[[ TASK INPUTS open ]]

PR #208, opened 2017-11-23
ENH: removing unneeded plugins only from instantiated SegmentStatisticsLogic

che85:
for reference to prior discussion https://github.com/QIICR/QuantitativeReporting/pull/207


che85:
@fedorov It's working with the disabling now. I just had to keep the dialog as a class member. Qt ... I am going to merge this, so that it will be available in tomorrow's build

[[ TASK INPUTS closed ]]

*WORK INSTRUCTION*: Transcribe each line of the listing exactly.

*YOUR RESPONSE*:
PR #208, opened 2017-11-23
ENH: removing unneeded plugins only from instantiated SegmentStatisticsLogic

che85:
for reference to prior discussion https://github.com/QIICR/QuantitativeReporting/pull/207


che85:
@fedorov It's working with the disabling now. I just had to keep the dialog as a class member. Qt ... I am going to merge this, so that it will be available in tomorrow's build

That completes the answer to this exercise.